Top of DATA UNDER STUDY

Issue #2976, opened 2021-03-23
Add support for loading questions from protos


BenHenning:
This is the tracking issue for supporting downloading & loading questions in the Android app. This is primarily dependent on the content pipeline creating sufficient questions to justify bringing them into the app.

BenHenning:
Alternatively, we could just add support for loading the current known question structure in the interim as a proof-of-concept for loading questions with protos. That seems better than the alternative which will likely lead to questions being disabled and potentially regressing once the JSON loading pipeline is deprecated.

BenHenning:
This will need to be done as part of addressing #5571 since the app effectively doesn't support JSON anymore for production builds (so we can't test questions in alpha without using protos).

Issue #352, opened 2019-11-15
Change concept card to show Worked Examples


rt4914:
Currently, Concept Card does not show `Worked Examples`, the domain layer code has already been written, but for now, it is not getting used.

## How to show concept cards
**Approach 1**
- Go to Meaning of Equal parts Exploration
- State 1-> Option D
- State 2-> 3/2 answer
- You will notice concept-card link there.

<p>
<img src="https://user-images.githubusercontent.com/25057618/103724911-75ff8e00-4ffb-11eb-8ce6-fa04c0dd6229.png" width=250  />
<img src="https://user-images.githubusercontent.com/25057618/103724924-7ac44200-4ffb-11eb-9272-793f5628f26f.png" width=250  />
</p>

**Approach 2**
- In `AndroidManifest` file make `ConceptCardTestActivity` as launcher activity.
- Run the app.
- Click on buttons to see different types of concept cards.

**Expected Final Output UI**
[Mobile, Portrait](https://xd.adobe.com/view/3dca36c2-5115-419c-b25e-0f10526b077c-6899/screen/043cd31c-abb3-4ab2-bf5e-9ec443c0e073/)
[Mobile, Landscape](https://xd.adobe.com/view/ee9e607b-dbd6-4372-48dc-b687d32af3da-98af/screen/20bcd85e-23c3-4f60-b51c-19aac5a908ab/)
[Tablet, Portrait](https://xd.adobe.com/view/d405de00-a871-4f0f-73a0-f8acef30349b-a234/screen/203c578c-57da-461a-9d4d-60fed26f9b64/)
[Tablet, Landscape](https://xd.adobe.com/view/d405de00-a871-4f0f-73a0-f8acef30349b-a234/screen/883dee89-a1cb-4932-9c7d-ab7fb585238c/specs/)

- [ ] The button should display `View Example` if there is only `1` worked example and it should display `View Examples` for more than 1. Button should be gone in case of `0` worked examples.

viktoriias:
@rt4914 Is there a link to the design/mocks?

rt4914:
> @rt4914 Is there a link to the design/mocks?

No actually. but for now we can just implement low-fidelity without worrying about the exact design and then work on the perfect UI. @viktoriias

viktoriias:
@rt4914 I would like to work on this, but I'm not sure what `Worked Examples` are. Which screen would they appear in?

rt4914:
[...]

PR #2985, opened 2021-03-23
[RunAllTests] Fix #2944,  #2787, #298, #3007: Update interactions to support new localization structures

### LINKED ISSUE #298: Update demo explorations to the latest schema & prohibit older ones from being loaded
We have run into some issues where state schema discrepancy results in inconsistent issues when trying to parse the JSON. We should avoid these by upgrading all explorations to the latest schema structures, and fixing each of our loaders to a specific schema version to ensure consistency.

### LINKED ISSUE #2787: Update app to support newest lesson structures

### LINKED ISSUE #2944: New localization structures for item selection & multiple choice aren't supported by the app
New localization support for item selection & multiple choice interactions aren't supported by the app. We'll need to add support both for these answer types, and will need to update existing lessons.

### LINKED ISSUE #3007: Update ExplorationProgressControllerTest to support protos
#2978 is adding support for loading text protos in place of JSON, and this is going to be enabled in ExplorationDataControllerTest, TopicControllerTest, and TopicListControllerTest. As part of this work, old explorations that couldn't easily be migrated were dropped (one of which is test_exp_id_0 that ExplorationProgressControllerTest heavily depends on). Since the progress controller is primarily interested in verifying an end-to-end playing experience & ensuring all interactions are working, the prototype exploration should be a suitable replacement: test_exp_id_2.

This issue is tracking migrating ExplorationProgressControllerTest over to using test_exp_id_2 & then enabling proto tests in Bazel. Note that the main test work here can be done entirely Gradle & verified in Bazel to make things easier.

BenHenning:
## Explanation
Fix #2944
Fix #2787
Fix #298 (the prohibit bit isn't happening, but JSON loading will eventually be going away so that seems fine)
Fix #3007

This is the primary PR for bringing updated lesson structure support (mainly for explorations/questions) into the app. There were a few migrations in Oppia web since the last time we updated the app's structure (September), and most of them corresponded to the continued effort to bring answer localization support to the platform. At a high-level, the following structural changes affected the app (directly & indirectly):
- The answer & input types changed for item selection to correspond to a set of content IDs/a content ID (respectively) rather than actual options
- Customization args for item selection & multiple choice brought content IDs into them via SubtitledHtml
- DragAndDropSortInput's answer & input types changed for item selection to correspond to a list of set of content IDs rather than actual options
- TextInput's input parameters type has changed to be a list of strings, though I think currently creators can still only specify one
- TextInput's CaseSensitiveEquals rule was removed in favor of always using a case-insensitive check (i.e. the current 'Equals' rule). It seems all of TextInput's rules are now case-insensitive checks, and a few other providers needed to be updated in the codebase to match this.
- Worked examples in concept cards now have both explanations and questions, though the app is only parsing the explanation fields (and isn't yet using them--#352 is tracking adding support for questions and explanations long-term)

Handling all of the above core changes required substantially changing both structural & testing aspects of the codebase. Some additional changes were also needed due to asset & conversion limitations (I'll mention those in more detail below). For production behavior changes, most of the changes just needed to happen within the UI view models for interactions, and in the classifier provider classes in the domain layer. Nearly all other changes fall into the 'testing' category.

To ensure the app is behaving correctly, I updated our script that we're using to download the alpha assets to instead parse the old JSON files and convert them both to new JSON and textproto. However, I noticed that we were inconsistently handling different schema versions. Rather than trying to support multiple schemas versions, I removed the old lessons. This result in a lot of cleanups (e.g. some parsing code pathways could be cleaned up), but also required in a lot of test asset file changes (which are auto-generated from manual changes to the original assets) & a *lot* of test changes. To provide some context, I made the following changes to the assets to try and simplify things:
- test_exp_id_0, ratio_input_exploration, test_exp_id_1, test_exp_id_3 were all removed (which required rewriting much of StateFragmentTest and ExplorationProgressControllerTest, among others)
- test_exp_id_2 includes some additional answer groups to ensure all of RatioInput's rule types are being included (for tests)
- test_exp_id_2 was updated to include hints & a solution to migrate some existing domain tests that relied on a now-removed test exploration
- Manual fixes were needed in questions.json for past fields that were using camel case instead of snake case, and for missing fields/inconsistent structures. This led to some minor test fixes in QuestionAssessmentProgressControllerTest.

Regarding questions, while this does bring in updated questions for JSON and non-empty questions for proto (via a new QuestionListRecord proto), it does not actually bring proto question support yet (which is tracked by #2976). I spent about an hour trying to get this to work, and unfortunately the main issue is that the textproto->pb Bazel Starlark rule seems to not like the question proto since it's the only formatted proto that depends on another formatted proto (explorations). I didn't have more time to dig into it, though I suspect it's fixable.

Besides the above, other noteworthy changes here:
1. This fixes #3007 by enabling proto support in that test when run on Bazel. This has also been enabled for other tests in the PR chain to try and ensure different aspects of the proto pipeline are being covered in tests.
2. I fixed a lot of small style/line length/formatting/consistency issues throughout the codebase as I noticed them (particularly noteworthy is the StateRetriever class which had a bunch of areas for improvement). That unintentionally increases the length of the PR--sorry about that.

Note also that the changes seem to be passing on Espresso (or, at least, no new failures are observed): https://github.com/oppia/oppia-android/pull/2985#issuecomment-826030955.


domain/src/main/java/org/oppia/android/domain/classify/rules/itemselectioninput/ItemSelectionInputEqualsRuleClassifierProvider.kt
```diff
@@ -1,32 +1,35 @@
...
   }
 
-  override fun matches(answer: StringList, input: StringList): Boolean {
-    return answer.htmlList.toSet() == input.htmlList.toSet()
-  }
+  override fun matches(
+    answer: SetOfTranslatableHtmlContentIds,
+    input: SetOfTranslatableHtmlContentIds
+  ): Boolean = answer.getContentIdSet() == input.getContentIdSet()
 }
```
vinitamurthi, line 35: More for my understanding, does this handle mismatched ordering as well?

domain/src/main/java/org/oppia/android/domain/classify/rules/textinput/TextInputStartsWithRuleClassifierProvider.kt
```diff
@@ -1,32 +1,36 @@
...
       "x",
       this
     )
   }
 
-  override fun matches(answer: String, input: String): Boolean {
-    return answer.normalizeWhitespace().startsWith(input.normalizeWhitespace())
+  override fun matches(answer: String, input: TranslatableSetOfNormalizedString): Boolean {
+    val normalizedAnswer = answer.normalizeWhitespace()
+    return input.normalizedStringsList.any { normalizedAnswer.startsWith(it.normalizeWhitespace()) }
```
vinitamurthi: Does this handle case inequality?

app/src/main/java/org/oppia/android/app/player/state/itemviewmodel/DragAndDropSortInteractionViewModel.kt
```diff
@@ -28,18 +32,25 @@ class DragAndDropSortInteractionViewModel(
...
+      subtitledHtml.contentId to subtitledHtml.html
+    }
+
+  private val _choiceItems: MutableList<DragDropInteractionContentViewModel> =
+    computeChoiceItems(contentIdHtmlMap, choiceSubtitledHtmls, this)
+
+  val choiceItems: List<DragDropInteractionContentViewModel> = _choiceItems
 
-  var isAnswerAvailable = ObservableField<Boolean>(false)
+  private var isAnswerAvailable = ObservableField<Boolean>(false)
```
rt4914: Though this is not part of your PR but lets make it `val`

rt4914 (changes requested):
@BenHenning Are you planning to update json files in this PR as currently if it gets merged it will break the current develop.

BenHenning:
So a brief update on this: this PR is going to be *much* larger than I originally planned. The core structural changes that occurred in web that we're trying to bring in are just for multiple choice, item selection, drag & drop, and text input. Each of these were updated to support localized answers which requires a small structural change. However, these proliferate majorly throughout the codebase:
- Due to the size of the test lessons, I needed to create a script to migrate the old json format to the new one
- As part of the migration, a few issues came up that needed to be addressed (e.g. bugs in the migrator, and needs to add additional functionality to the existing test lessons)
- To simplify the migration, some old lessons were dropped in support (such as the welcome to Oppia lesson), partly due to the fact that the app was actually supporting multiple schema versions. This normalizes that.
- Removing some of the lessons required porting tests over to different lessons
- The new structural changes to answer types required pretty far reaching changes to existing tests
- The JSON loading pipeline & some of the surrounding support code need/benefited from upgrades

The main issue I ran into was questions. I thought we could get away with disabling questions for now (e.g. #3113), but I don't think that is going to work anymore: too many tests rely on questions functionality, and disabling so many regression tests for even a few months is likely to introduce a lot of issues when we try to re-enable it later. Because of this, I think I'm actually going to need to migrate our existing test questions even though the production version of the app (e.g. alpha MR2) is not going to support questions at the current time. This is going to take me a few more hours before I can get this PR into review.

domain/src/main/java/org/oppia/android/domain/classify/rules/itemselectioninput/ItemSelectionInputEqualsRuleClassifierProvider.kt
BenHenning: Yep since ``getContentIdSet()`` returns an actual ``Set``, and ``Set`` equality doesn't rely on ordering: https://docs.oracle.com/javase/8/docs/api/java/util/Set.html#equals-java.lang.Object-.

domain/src/main/java/org/oppia/android/domain/classify/rules/textinput/TextInputStartsWithRuleClassifierProvider.kt
BenHenning: Nice catch--this is a gap I missed. Either we implemented this wrong originally, or as part of getting rid of CaseSensitiveEquals the other TextInput rules were updated to be case-insensitive. Fixed it in the latest batch of changes that should be pushed momentarily.

app/src/main/java/org/oppia/android/app/player/state/itemviewmodel/DragAndDropSortInteractionViewModel.kt
BenHenning: Done. Changes should be available to review soon.

BenHenning:
Thanks for the initial review. FYI @rt4914 & @vinitamurthi that this is now ready for a full review.

@rt4914 I did mean to originally update the JSON structures when I sent this out, I just hadn't gotten to it yet. It turns out that led to a bunch of additional work I hadn't anticipated being as large as it ended up being. :)

Also,  please note that I haven't yet run the app tests via Espresso. I will do that tomorrow and fix any issues that arise. Please don't block on that detail unless you have specific concerns (in which case, please let me know).

vinitamurthi (approved):
LGTM!

rt4914 (approved):
LGTM (haven't run the espresso tests)

BenHenning:
Thanks for the reviews! It seems StateFragmentTest & ConceptCardFragmentTest are the only shared tests I changed in this PR, so I'm only testing those with Espresso. I'm using Robolectric passing as a rough proxy for other indirectly affected shared tests since running the whole suite is a bit too time consuming, and likely already has existing failures.

- Existing failures in StateFragmentTest (observed on develop): all loadImageRegion tests
- Observed failures in StateFragmentTest from this PR: none (all pass)
- Existing failures in ConceptCardFragmentTest (observed on develop):  all loadImageRegion tests
- Observed failures in ConceptCardFragmentTest from this PR: none (all pass)

It appears no new tests are failing for Espresso tests.

BenHenning:
Given no open comments, passing CI, and no new detected local Espresso failures, merging this.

Bottom of DATA UNDER STUDY

• ACTION ITEM:
The lines you need are those with the word "Landscape"; list them from the entries.

• EXERCISE RESPONSE:
[Mobile, Landscape](https://xd.adobe.com/view/ee9e607b-dbd6-4372-48dc-b687d32af3da-98af/screen/20bcd85e-23c3-4f60-b51c-19aac5a908ab/)
[Tablet, Landscape](https://xd.adobe.com/view/d405de00-a871-4f0f-73a0-f8acef30349b-a234/screen/883dee89-a1cb-4932-9c7d-ab7fb585238c/specs/)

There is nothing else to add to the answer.